Selasa, 14 Mei 2019, 23:25 WIB
Daerah Plus

LampuHijau.co.id - Pemerintah Kabupaten (Pemkab) Bogor bersama PT Antam UBPE Pongkor terus berupaya mencari mata pencaharian baru, agar warga di sekitar Gunung Pongkor berhenti melakukan aktivitas penambangan liar alias gurandil. Tewasnya dua gurandil akibat tertimpa longsor di Desa Bantarkaret belum lama ini, membuat wacana yang menguap sejak 2015 itu, kembali mengemuka.

“Sudah dilakukan sebetulnya sejak 2015. Apalagi, akan ada Geopark Pongkor yang bisa dimanfaatkan warga sekitar untuk hidup dalam sektor pertanian, pariwisata dan peternakan,” kata Bupati Bogor Ade Yasin kepada wartawan, Selasa (14/5/2019).

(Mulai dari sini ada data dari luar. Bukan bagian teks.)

PR #611, opened 2021-09-21
remove single_execution_tuner

haifeng-jin:
The SingleExecutionTuner is moved to internal use only.


fchollet (approved):
LGTM, thanks for the PR!

PR #623, opened 2021-10-12
Remove KerasHyperModel

haifeng-jin:
Refactored to remove `KerasHyperModel`.
The logic is moved into `Tuner`.

Before refactoring, `Tuner.hypermodel` is not the `HyperModel` user provided, but a `KerasHyperModel`, which wraps the original `HyperModel`.
It confuses the user when accessing `tuner.hypermodel` or using `self.hypermodel` when overriding any method in `Tuner`.

`KerasHyperModel` is to:
* Build model multiple times on build failures.
* Override the `compile()` args.
* Put model building and compiling into `distribution_strategy` scope.

These logic of managing the model without the hps belongs to `Tuner`.


fchollet (approved):
LGTM, thanks for the PR

PR #626, opened 2021-11-01
bug fix: override compile args when loading model

haifeng-jin:
The bug:

When loading the best model, the `loss`, `optimizer` and `metrics` passed to the tuner are not used. It loads the compile args used in the hypermodel.

Fix:

Minor refactor. Whenever trying to build the model in `Tuner`, just call `_try_build()`, which will build and override the compile args.


fchollet (approved):
LGTM, thanks for the PR!

PR #634, opened 2021-11-24
Make hyperparameters names visible in Display output

C-Pro:
Moved Hyperparameter name to the last column and removed length description as discussed in #491

Result looks like this:
```
Search: Running Trial #1

Value             |Best Value So Far |Hyperparameter
False             |False             |structured_data_block_1/normalize
False             |True              |structured_data_block_1/dense_block_1/use_batchnorm
3                 |3                 |structured_data_block_1/dense_block_1/num_layers
512               |512               |structured_data_block_1/dense_block_1/units_0
0                 |0                 |structured_data_block_1/dense_block_1/dropout
512               |512               |structured_data_block_1/dense_block_1/units_1
0                 |0                 |classification_head_1/dropout
adam_weight_decay |adam_weight_decay |optimizer
0.001             |0.001             |learning_rate
128               |128               |structured_data_block_1/dense_block_1/units_2
```

### DIFF
--- a/keras_tuner/engine/tuner_utils.py
+++ b/keras_tuner/engine/tuner_utils.py
@@ -142,14 +142,14 @@ class Display(object):
             print("Total elapsed time: {}".format(time_elapsed_str))
 
     def show_hyperparameter_table(self, trial):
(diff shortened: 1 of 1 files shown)


haifeng-jin (approved):
Thanks for the PR! This is a long expected feature.

PR #650, opened 2022-01-29
Ensure hallucination checks if the Gaussian regressor has been fit be…

brydon:
…fore calling predict in the Bayesian oracle.

Previously the oracle would attempt to call the predict method of the Gaussian regressor without checking if the regressor has been fit yet. In distributed runs, this could lead to a cryptic error about _x_train if the Bayesian oracle attempted to hallucinate on a trial recently initialized by a different worker process.

`raise _InactiveRpcError(state) grpc._channel._InactiveRpcError: <_InactiveRpcError of RPC that terminated with: status = StatusCode.UNKNOWN details = "Exception calling application: 'GaussianProcessRegressor' object has no attribute '_x_train'" debug_error_string = "{"created":"@1643154861.118197004","description":"Error received from peer ipv4:127.0.0.1:8000","file":"src/core/lib/surface/call.cc","file_line":1074,"grpc_message":"Exception calling application: 'GaussianProcessRegressor' object has no attribute '_x_train'","grpc_status":2}"`

This error is especially common when hyperparameter optimizing with a long-running, training loop. Now, the Bayesian oracle ensures that the Gaussian regressor has been previously fit before it attempts to use that regressor to predict for "hallucinations".

### DIFF
--- a/keras_tuner/engine/tuner_utils_test.py
+++ b/keras_tuner/engine/tuner_utils_test.py
@@ -92,14 +92,11 @@ def test_convert_to_metrics_with_float():
 
 
 def test_convert_to_metrics_with_dict():
-    assert (
-        tuner_utils.convert_to_metrics_dict(
-            {"loss": 0.2, "val_loss": 0.1},
-            obj_module.Objective("val_loss", "min"),
-            "func_name",
-        )
-        == {"loss": 0.2, "val_loss": 0.1}
-    )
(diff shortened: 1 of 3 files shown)


haifeng-jin (approved):
Thank you for the PR!

haifeng-jin:
@brydon You will need to run `shell/format.sh` to format the code before I can merge it. Thanks.

brydon:
Formatting fixed!

Issue #605, opened 2021-09-07
Have a more human readable string as the trial_id.


haifeng-jin:

JamesCallanan:
I don't think id's need to be human readable. 

The most important thing for an id should be its ability to be used to identify something. 

By giving trials from different searches the same ids, they become far less useful as identifiers (as they are not unique). As a result, I think this change doesn't make much sense.

PR #653, opened 2022-01-30
Resolves #652 and #605: Make human readable trial_id and sync trial numbers between worker Displays

### LINKED ISSUE #652: When running distributed, ongoing count of trial number is not synced between workers
When running keras_tuner distributed, the `Display` prints out a string like `Search: Running Trial #x`.
Initially, these numbers make sense. Meaning, if I run 5 workers I'll see `Search: Running Trial #1` in the first, `Search: Running Trial #2`, all the way to `Search: Running Trial #5` in the fifth. However, the second iteration of the first worker will read `Search: Running Trial #2` as well (despite the fact that the "second trial" was already run). 

This is purely a cosmetic bug -- that is `max_trials` is always respected. However, there is no easy way to check the progress of the workers except by doing some kind of count of the `trial_xxxx` folders in the output directory.

**To Reproduce**
The following MWE is composed of three files.
Here is `trial_id_mwe.py` - a simple example of using `keras_tuner` to maximize a Gaussian.
```
import keras_tuner as kt
import numpy as np
import time


class MWETuner(kt.Tuner):
    def run_trial(self, trial):
        hp = trial.hyperparameters
        a = hp.Float('a', -2, 2)
        time.sleep(10) # Simulate training loop
        
        return {"score": np.exp(-a**2)}


if __name__ == "__main__":
    oracle = kt.oracles.RandomSearchOracle(
        objective=kt.Objective("score", "max"),
        max_trials=6
    )
    
    tuner = MWETuner(
        oracle=oracle,
        directory="results",
        project_name="mwe"
    )
    
    tuner.search()
```
I then launch my chief with this bash script `run_chief.sh`
```
export KERASTUNER_TUNER_ID="chief"
export KERASTUNER_ORACLE_IP="127.0.0.1"
export KERASTUNER_ORACLE_PORT="8000"
export TF_CPP_MIN_LOG_LEVEL="3"
export CUDA_DEVICE_ORDER=""
export CUDA_VISIBLE_DEVICES=""

python trial_id_mwe.py
```

and my two worker classes with this bash script `run_worker.sh`
```
export KERASTUNER_TUNER_ID="tuner$1"
export KERASTUNER_ORACLE_IP="127.0.0.1"
export KERASTUNER_ORACLE_PORT="8000"
export TF_CPP_MIN_LOG_LEVEL="3"
export CUDA_DEVICE_ORDER=""
export CUDA_VISIBLE_DEVICES=""

python trial_id_mwe.py
```
Where I launch `sh run_worker.sh 0` and `sh run_worker.sh 1` for the two tuners. Note: I disable GPU to make this example run easily on CPU, though this error persists when training over multiple GPUs as well.

**Expected behavior**
Would expect the number to sync between worker `Oracle`s.

**Would you like to help us fix it?**
Pull request submitted.

brydon:
By allowing the `Oracle` class to assign the `trial_id` based on the current size of the `trials` list, the trial_id becomes more humanly readable (re: #605). 

Moreover, the trial number is now intrinsically a part of the `trial` object, meaning that distributed worker Oracles can display the correct trial number being considered without the need of communicating directly to the chief over the socket. By leveraging the chief oracle's original distribution strategy, the worker `Display`s are kept in sync and the current trial number does not become decoupled over successive iterations (re: #652).

As an example, here is the result of running the MWE code from #652 on the current `master` branch of `keras_tuner`:
mwe_before
the worker in the bottom left was run first and correctly called the first trial `Trial 1`. The worker in the bottom right was run second and correctly labelled its first trial as `Trial 3` (as the first worker had already completed 2 iterations at this point). However, the next run of the first `tuner` was also labelled Trial 3 and all Tuners finished after 6 total iterations had been completed, but judging from the output no `Trial 5` or `Trial 6` was completed (though all trials _were_ completed in actuality, as evidenced by the `ls` command run in the top terminal after all workers concluded).

In contrast, here is the result of running the same MWE code from #652 but using this updated branch of `keras_tuner`
mwe_fixed
we see each trial uniquely represented in the worker `Display`s without spurious double-counting. Also, the `trial_id` folder names are human-readable in the final `ls` command in the top terminal.

Moreover, the `trial_id` strings are padded with the appropriate number of zeros (as dictated by `max_trials`) so that trials are displayed in the correct order in a file directory for larger distributed runs.
mwe_3

### DIFF
--- a/keras_tuner/engine/oracle.py
+++ b/keras_tuner/engine/oracle.py
@@ -183,7 +183,9 @@ class Oracle(stateful.Stateful):
         if tuner_id in self.ongoing_trials:
             return self.ongoing_trials[tuner_id]
 
-        trial_id = trial_lib.generate_trial_id()
+        # Make the trial_id the current number of trial, pre-padded with 0s
+        trial_id = "{{:0{}d}}".format(len(str(self.max_trials)))
+        trial_id = trial_id.format(len(self.trials))
 
         if self.max_trials and len(self.trials) >= self.max_trials:
             status = trial_lib.TrialStatus.STOPPED
--- a/keras_tuner/engine/tuner_utils.py
+++ b/keras_tuner/engine/tuner_utils.py
@@ -95,7 +95,6 @@ class Display(object):
     def __init__(self, oracle, verbose=1):
         self.verbose = verbose
         self.oracle = oracle
-        self.trial_number = len(self.oracle.trials)
         self.col_width = 18
 
         # Start time for the overall search
@@ -107,7 +106,7 @@ class Display(object):
     def on_trial_begin(self, trial):
         if self.verbose >= 1:
 
-            self.trial_number += 1
+            self.trial_number = int(trial.trial_id) + 1
             print()
             print("Search: Running Trial #{}".format(self.trial_number))
             print()
--- a/keras_tuner/engine/tuner_utils_test.py
+++ b/keras_tuner/engine/tuner_utils_test.py
@@ -92,14 +92,11 @@ def test_convert_to_metrics_with_float():
 
 
 def test_convert_to_metrics_with_dict():
-    assert (
-        tuner_utils.convert_to_metrics_dict(
-            {"loss": 0.2, "val_loss": 0.1},
-            obj_module.Objective("val_loss", "min"),
-            "func_name",
-        )
-        == {"loss": 0.2, "val_loss": 0.1}
-    )
+    assert tuner_utils.convert_to_metrics_dict(
+        {"loss": 0.2, "val_loss": 0.1},
+        obj_module.Objective("val_loss", "min"),
+        "func_name",
+    ) == {"loss": 0.2, "val_loss": 0.1}
 
 
 def test_convert_to_metrics_with_list_of_floats():
--- a/keras_tuner/tuners/bayesian.py
+++ b/keras_tuner/tuners/bayesian.py
@@ -50,7 +50,7 @@ def matern_kernel(x, y=None):
     # nu = 2.5
     dists = cdist(x, y)
     dists *= math.sqrt(5)
-    kernel_matrix = (1.0 + dists + dists ** 2 / 3.0) * np.exp(-dists)
+    kernel_matrix = (1.0 + dists + dists**2 / 3.0) * np.exp(-dists)
     return kernel_matrix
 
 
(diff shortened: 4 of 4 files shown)


haifeng-jin (approved):
Thanks for the PR! I checked its save and load mechanism. It is safe since the trials are saved directly to the hard drive, refer to `Oracle.reload()`.

haifeng-jin:
@brydon You will need to run `shell/format.sh` to format the code before I can merge it. Thanks.

brydon:
Formatting fixed!

JamesCallanan:
I don't think id's need to be human readable. 

The most important thing for an id should be its ability to be used to identify something. 

By giving trials from different searches the same ids, they become far less useful as identifiers (as they are not unique). As a result, I think this change doesn't make much sense.

brydon:
For different searches the trials are stored in different directories, so the trials will still be uniquely identifiable. For instance,
`search_1/trial_001/` differs from `search_2/trial_001/`.

JamesCallanan:
I know you won't completely lose track of the trial this way but it's sub optimal if an identifier can only be used as an identifiers alongside extra information (the extra information being the search it is linked to in this case).

if you were trying to store trials in one place e.g. one database table (which is a logical thing to do). It would make sense that the trial_id could be used as a primary key.

brydon:
In terms of the use-case you described, storing different trials from different searches in the _same_ database, I don't think I agree that that is a sufficiently general design choice (suppose one search is for HP tuning an imaging classifier and the other for HP tuning an NLP sentiment analyzer, why would I need both in the same database?). So in the edge cases you describe, I think I would suggest using a hash of the full string (`search_1/trial001`, for instance) as the primary key. 

In terms of needing to know which trial was first, second, or 34th: this can be very useful information, in my view, in at least two different ways.
1. For long-running tuning processes, this can be useful for checking the progress of the tuner. 
2. In a _post-hoc_ sense it can be useful to plot the score vs. trial number to examine the convergence of the tuner (for instance, for the Bayesian optimizer). In such a case, one would expect the score to saturate as the trial number increases. For a random tuner, this is less useful. 

If others disagree, and instead think preserving the pseudo-uniqueness of trial IDs across different searches is worthwhile, I'd instead propose a middle-ground solution where the trial id takes the form `trial_001_HEXSTRING` and would be happy to implement this.

JamesCallanan:
1. Are you be able to check the progress while a search is running? Would be interested to know how, that sounds v. useful.

2. Didn't think of the use case for the Bayesian optimisation example. Could be useful there.

What I'm doing is carrying out several hyperparameter searches for one classification task and looking to store summaries of all relevant trials in one place. Suspect that isn't an edge case. But I guess we can wait to see if others have the same issue.

haifeng-jin:
I have replied in #669 .

Thanks.

PR #672, opened 2022-03-24
add --profile=black to isort

LukeWood:
This causes isort to respect the rules of black.  Without this,
if you have any long paths isort will wrap them as follows:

Baca juga : Naturalisasi Ciliwung, Bima Arya Diminta Jangan Gusur Warga Pulo Geulis

Ade pun mengakui, jika patroli gurandil yang dilakukan TNI, Polri, dan PT Antam kerap kebobolan. Menurutnya, tindakan represif tidak akan efektif untuk menghentikan aktivitas penambangan liar. “Gurandil itu lincah, selain lokasi penambangan ada di bawah tanah kan sulit dideteksi. Gurandil juga sudah tau seluk beluk Gunung Pongkor. Makanya seringkali lolos dari razia petugas,” katanya.

Dua korban meninggal pada longsor Minggu (12/5/2019) lalu yakni Habib (49), warga Kabupaten Brebes, Jawa Tengah; dan Yudi bin Dahong (30), warga Desa Harkatjaya, Sukajaya, Kabupaten Bogor. Sementara 6 korban selamat yakni Dede (25), warga Babakan Sawah, Desa Cisarua Kecamatan Nanggung; Dika (18), warga Babakan Sawah, Desa Cisarua, Kecamatan Nanggung. Kemudian, Nurdin (45), warga Kampung Nangela, Desa Pabangbon, Kecamatan Leuwiliang; Iwan (40), Partoni (35), dan Pulung (25), ketiganya warga Nangela, Desa Pabangbon.

Baca juga : Peduli Masyarakat, DPD Partai Golkar Kabupaten Cirebon Bagikan 1.000 Takjil

Sementara, Kepolisian mengklarifikasi soal penambang emas liar (gurandil) yang menjadi korban longsor di Gunung Pongkor bukanlah lima orang, melainkan dua orang tewas dari 8 yang menjadi korban longsor. Kapolsek Nanggung AKP Asep Saefudin mengatakan, kabar yang menyebutkan ada 5 orang tertimbun longsor dan meninggal tidak tepat.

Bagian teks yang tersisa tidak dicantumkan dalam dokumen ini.